EXERCISE BRIEF >>
With nothing added and nothing dropped, write out all of the entries below.

MATERIAL FOR THIS TASK >>

PR #12784, opened 2026-07-03
refactor(rust): enable `perfectionist::needless_borrowed_parameters`

### LINKED ISSUE #12715: Re-enable perfectionist::needless_borrowed_parameters (pacquet/pnpr)

KSXGitHub:
## Summary

Resolves <https://github.com/pnpm/pnpm/issues/12715>.

Removes `needless_borrowed_parameters` from the `disable` list in [`dylint.toml`](../blob/main/dylint.toml) and acts on every finding across `pnpm/` and `pnpr/`. The rule fires when a borrowed parameter's sole, unconditional use is to produce its owned counterpart (`&str`→`String`, `&Path`→`PathBuf`, `&[T]`→`Vec<T>`).

**This branch was rebuilt from scratch on current `main`.** The previous version of this PR was based on a commit that is no longer an ancestor of `main`, so the two histories had no common ancestor and could not be rebased or merged. The earlier work is not recoverable as a diff and was redone against today's tree.

**Scale:** 185 findings, 139 files, 49 crates. 183 are production code; only 2 were in test code, so unlike an earlier draft this pass does not lean on widening test fixtures to generics.

**What changed:**
- Functions take the owned type by value. Call sites **move** where the caller owns a last-use value and **convert** only where the caller holds a borrow or uses the value again.
- Two chains propagate past the flagged signature. The network warning channel becomes owned end to end (a `fn(String)` handler, `ThrottledClient::warn`, `ignore_warning`) so `emit_global_warning` can satisfy the rule while remaining the callback the client stores. `ndjson_single_frame` takes its `Vec<u8>` frame by value.
- Cascades are propagated up until a caller that reuses the value stops the chain.
- `matcher_one` builds its slice from the owned pattern so the argument is consumed, which keeps `clippy::needless_pass_by_value` satisfied on a signature the rule wants owned.
- `CODE_STYLE_GUIDE.md` cross-links the rule as the enforcer of its Example 1 (prefer-owned) direction.

**On the performance claim.** The rule only fires where the callee already allocated unconditionally, so relocating that allocation never adds work. But most call sites here only ever held a borrow, so the allocation becomes *visible* rather than disappearing. The genuine wins are concentrated: `global_warn(&format!(…))` → `global_warn(format!(…))` in `publish/`, and every `ndjson_single_frame` call in pnpr's resolver, which now moves a `Vec<u8>` instead of copying it.

**Four signatures stay borrowed**, each behind a scoped `expect` naming why:
- `check_platform` — the conversion sits past an early return, so an owned parameter would allocate on every check instead of only on the failure path.
- `is_enum` — stored as a `SettingArity::Parsed` function pointer in `BARE_SETTING_FLAGS`.
- `comparison_component` and `decode_os` — each has a `cfg`-gated twin that uses the parameter differently but must offer one signature to a shared call site.

**Two follow-on fixes this pass required:**
- The added conversions pushed five functions past the 40-line limit and two files past the 400-line limit, because the longer lines wrapped. Recovered by extracting `emit_found_in_store` and `record_node` and by shortening local bindings. No lint was silenced.
- `shim_files` and `ensure_workspace_directory` have `cfg`-gated twins whose Windows arm only borrowed the now-owned parameter, which trips `clippy::needless_pass_by_value` on the Windows row of the clippy matrix. Both Windows paths now consume the value.

## Squash Commit Body

```text
Remove needless_borrowed_parameters from the dylint.toml disable list and act
on every finding across pnpm and pnpr.

Functions take the owned type (String / PathBuf / Vec) by value; call sites
move where the caller owns a last-use value and convert only where the caller
holds a borrow or uses the value again. Cascading findings are propagated up
until a caller that reuses the value stops the chain.

The network warning channel becomes owned end to end so emit_global_warning can
satisfy the rule while remaining the callback the client stores, and
ndjson_single_frame takes its Vec<u8> frame by value; both remove copies rather
than relocating them. matcher_one consumes its owned argument so
clippy::needless_pass_by_value stays satisfied.

Four signatures stay borrowed behind scoped expects: check_platform converts
only past an early return, is_enum is stored as a function pointer, and
comparison_component and decode_os each have a cfg-gated twin that must share
one signature.
```

## Verification

Run locally on the pushed tip:

- `cargo dylint --all -- --all-targets --workspace` — clean, no findings and no other perfectionist warnings
- `cargo clippy --locked --workspace --all-targets -- -D warnings` — clean, from a cold `target/`
- `RUSTDOCFLAGS=-D warnings cargo doc --no-deps --workspace --document-private-items` — clean
- rustfmt `--check` (pinned fork) — clean
- `cargo nextest run --workspace` — 11281 run, 11265 passed, 16 failed, 18 skipped

**Not verified locally, flagged honestly:**
- The 16 test failures are all artifacts of the sandbox running as **root**. Proven by running one failing test binary unchanged under two uids: it fails as uid 0 and passes as uid 65534. Every failure site is in a file this branch does not touch, and one of them asserts `"the read-only bit must reject writes; do not run this test as root"`.
- **The Windows clippy row could not be run.** Cross-linting with `--target x86_64-pc-windows-msvc` fails building `aws-lc-sys` and `libsqlite3-sys`, which need a Windows C toolchain. The two Windows defects above were found by inspection, and the nine other changed files containing `cfg(windows)` code were audited by hand for both type errors and `needless_pass_by_value`. CI is the authority here.
- `taplo` and `typos` are not installed in the sandbox and the pre-push hook skipped both. The only TOML change is a one-line deletion in `dylint.toml`.

## Checklist

- [x] Rust-only tooling plus a behavior-preserving refactor, so there is no user-visible change and no TypeScript counterpart to port.
- [x] No changeset: no published package's behavior changes.
- [x] No new tests: the existing suite exercises the refactored functions unchanged.
- [x] Documentation updated — `CODE_STYLE_GUIDE.md` cross-links the enforcing rule.

---
Written by an agent (Claude Code, Claude Opus 5).

https://claude.ai/code/session_01NnR7HFwhaS9Y5NH56X3MCD


KSXGitHub:
### Note on one finding: `comparison_component` in `deploy.rs` — a false premise from cfg-blindness

Worth flagging for reviewers, since it's the one finding where perfectionist's local view is actually *wrong* rather than merely needing judgment.

The function has two `cfg` twins:

```rust
#[cfg(windows)]
fn comparison_component(component: &str) -> String {
    component.to_lowercase()
}

#[cfg(not(windows))]
fn comparison_component(component: &str) -> String {
    component.to_string()
}
```

The lint flagged **only** the `#[cfg(not(windows))]` twin — because on the Linux host where dylint runs, that's the only variant compiled, and its body (`component.to_string()`) is a plain unconditional owning conversion. The `#[cfg(windows)]` twin (`component.to_lowercase()`) is a *transform*, not a plain owning conversion, so it would never be flagged on its own.

But the two twins **must keep identical signatures** — they share one caller (`comparable_path_components`). Applying the suggestion to the flagged variant in isolation would give the twins different parameter types and break the build on the other platform. So the fix can't be applied as-flagged; both signatures have to move to `String` together, and the windows twin then takes `String` only to borrow it inside `to_lowercase()` — a mild pessimization on a platform dylint never even lints.

This isn't a false positive in the strict sense (the flagged body really does convert once), but the lint's premise that the conversion is the parameter's *sole unconditional use* is false once you account for the `cfg`-gated sibling. The lint reasons about a single active `cfg` configuration and is blind to the alternative-`cfg` twin that constrains the signature. A `MaybeIncorrect` autofix here would produce non-compiling code on the unlinted platform.

I resolved it by moving both twins to `String` and dropping the now-redundant `.to_string()` in the non-windows body (returning `component` directly), which keeps the signatures identical and the caller happy. There's no upstream issue to file for this — the perfectionist repo doesn't accept issues — so recording it here for the reviewer's benefit.

---

---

FINISHED TASK >>
PR #12784, opened 2026-07-03
refactor(rust): enable `perfectionist::needless_borrowed_parameters`

### LINKED ISSUE #12715: Re-enable perfectionist::needless_borrowed_parameters (pacquet/pnpr)

KSXGitHub:
## Summary

Resolves <https://github.com/pnpm/pnpm/issues/12715>.

Removes `needless_borrowed_parameters` from the `disable` list in [`dylint.toml`](../blob/main/dylint.toml) and acts on every finding across `pnpm/` and `pnpr/`. The rule fires when a borrowed parameter's sole, unconditional use is to produce its owned counterpart (`&str`→`String`, `&Path`→`PathBuf`, `&[T]`→`Vec<T>`).

**This branch was rebuilt from scratch on current `main`.** The previous version of this PR was based on a commit that is no longer an ancestor of `main`, so the two histories had no common ancestor and could not be rebased or merged. The earlier work is not recoverable as a diff and was redone against today's tree.

**Scale:** 185 findings, 139 files, 49 crates. 183 are production code; only 2 were in test code, so unlike an earlier draft this pass does not lean on widening test fixtures to generics.

**What changed:**
- Functions take the owned type by value. Call sites **move** where the caller owns a last-use value and **convert** only where the caller holds a borrow or uses the value again.
- Two chains propagate past the flagged signature. The network warning channel becomes owned end to end (a `fn(String)` handler, `ThrottledClient::warn`, `ignore_warning`) so `emit_global_warning` can satisfy the rule while remaining the callback the client stores. `ndjson_single_frame` takes its `Vec<u8>` frame by value.
- Cascades are propagated up until a caller that reuses the value stops the chain.
- `matcher_one` builds its slice from the owned pattern so the argument is consumed, which keeps `clippy::needless_pass_by_value` satisfied on a signature the rule wants owned.
- `CODE_STYLE_GUIDE.md` cross-links the rule as the enforcer of its Example 1 (prefer-owned) direction.

**On the performance claim.** The rule only fires where the callee already allocated unconditionally, so relocating that allocation never adds work. But most call sites here only ever held a borrow, so the allocation becomes *visible* rather than disappearing. The genuine wins are concentrated: `global_warn(&format!(…))` → `global_warn(format!(…))` in `publish/`, and every `ndjson_single_frame` call in pnpr's resolver, which now moves a `Vec<u8>` instead of copying it.

**Four signatures stay borrowed**, each behind a scoped `expect` naming why:
- `check_platform` — the conversion sits past an early return, so an owned parameter would allocate on every check instead of only on the failure path.
- `is_enum` — stored as a `SettingArity::Parsed` function pointer in `BARE_SETTING_FLAGS`.
- `comparison_component` and `decode_os` — each has a `cfg`-gated twin that uses the parameter differently but must offer one signature to a shared call site.

**Two follow-on fixes this pass required:**
- The added conversions pushed five functions past the 40-line limit and two files past the 400-line limit, because the longer lines wrapped. Recovered by extracting `emit_found_in_store` and `record_node` and by shortening local bindings. No lint was silenced.
- `shim_files` and `ensure_workspace_directory` have `cfg`-gated twins whose Windows arm only borrowed the now-owned parameter, which trips `clippy::needless_pass_by_value` on the Windows row of the clippy matrix. Both Windows paths now consume the value.

## Squash Commit Body

```text
Remove needless_borrowed_parameters from the dylint.toml disable list and act
on every finding across pnpm and pnpr.

Functions take the owned type (String / PathBuf / Vec) by value; call sites
move where the caller owns a last-use value and convert only where the caller
holds a borrow or uses the value again. Cascading findings are propagated up
until a caller that reuses the value stops the chain.

The network warning channel becomes owned end to end so emit_global_warning can
satisfy the rule while remaining the callback the client stores, and
ndjson_single_frame takes its Vec<u8> frame by value; both remove copies rather
than relocating them. matcher_one consumes its owned argument so
clippy::needless_pass_by_value stays satisfied.

Four signatures stay borrowed behind scoped expects: check_platform converts
only past an early return, is_enum is stored as a function pointer, and
comparison_component and decode_os each have a cfg-gated twin that must share
one signature.
```

## Verification

Run locally on the pushed tip:

- `cargo dylint --all -- --all-targets --workspace` — clean, no findings and no other perfectionist warnings
- `cargo clippy --locked --workspace --all-targets -- -D warnings` — clean, from a cold `target/`
- `RUSTDOCFLAGS=-D warnings cargo doc --no-deps --workspace --document-private-items` — clean
- rustfmt `--check` (pinned fork) — clean
- `cargo nextest run --workspace` — 11281 run, 11265 passed, 16 failed, 18 skipped

**Not verified locally, flagged honestly:**
- The 16 test failures are all artifacts of the sandbox running as **root**. Proven by running one failing test binary unchanged under two uids: it fails as uid 0 and passes as uid 65534. Every failure site is in a file this branch does not touch, and one of them asserts `"the read-only bit must reject writes; do not run this test as root"`.
- **The Windows clippy row could not be run.** Cross-linting with `--target x86_64-pc-windows-msvc` fails building `aws-lc-sys` and `libsqlite3-sys`, which need a Windows C toolchain. The two Windows defects above were found by inspection, and the nine other changed files containing `cfg(windows)` code were audited by hand for both type errors and `needless_pass_by_value`. CI is the authority here.
- `taplo` and `typos` are not installed in the sandbox and the pre-push hook skipped both. The only TOML change is a one-line deletion in `dylint.toml`.

## Checklist

- [x] Rust-only tooling plus a behavior-preserving refactor, so there is no user-visible change and no TypeScript counterpart to port.
- [x] No changeset: no published package's behavior changes.
- [x] No new tests: the existing suite exercises the refactored functions unchanged.
- [x] Documentation updated — `CODE_STYLE_GUIDE.md` cross-links the enforcing rule.

---
Written by an agent (Claude Code, Claude Opus 5).

https://claude.ai/code/session_01NnR7HFwhaS9Y5NH56X3MCD


KSXGitHub:
### Note on one finding: `comparison_component` in `deploy.rs` — a false premise from cfg-blindness

Worth flagging for reviewers, since it's the one finding where perfectionist's local view is actually *wrong* rather than merely needing judgment.

The function has two `cfg` twins:

```rust
#[cfg(windows)]
fn comparison_component(component: &str) -> String {
    component.to_lowercase()
}

#[cfg(not(windows))]
fn comparison_component(component: &str) -> String {
    component.to_string()
}
```

The lint flagged **only** the `#[cfg(not(windows))]` twin — because on the Linux host where dylint runs, that's the only variant compiled, and its body (`component.to_string()`) is a plain unconditional owning conversion. The `#[cfg(windows)]` twin (`component.to_lowercase()`) is a *transform*, not a plain owning conversion, so it would never be flagged on its own.

But the two twins **must keep identical signatures** — they share one caller (`comparable_path_components`). Applying the suggestion to the flagged variant in isolation would give the twins different parameter types and break the build on the other platform. So the fix can't be applied as-flagged; both signatures have to move to `String` together, and the windows twin then takes `String` only to borrow it inside `to_lowercase()` — a mild pessimization on a platform dylint never even lints.

This isn't a false positive in the strict sense (the flagged body really does convert once), but the lint's premise that the conversion is the parameter's *sole unconditional use* is false once you account for the `cfg`-gated sibling. The lint reasons about a single active `cfg` configuration and is blind to the alternative-`cfg` twin that constrains the signature. A `MaybeIncorrect` autofix here would produce non-compiling code on the unlinted platform.

I resolved it by moving both twins to `String` and dropping the now-redundant `.to_string()` in the non-windows body (returning `component` directly), which keeps the signatures identical and the caller happy. There's no upstream issue to file for this — the perfectionist repo doesn't accept issues — so recording it here for the reviewer's benefit.

---

---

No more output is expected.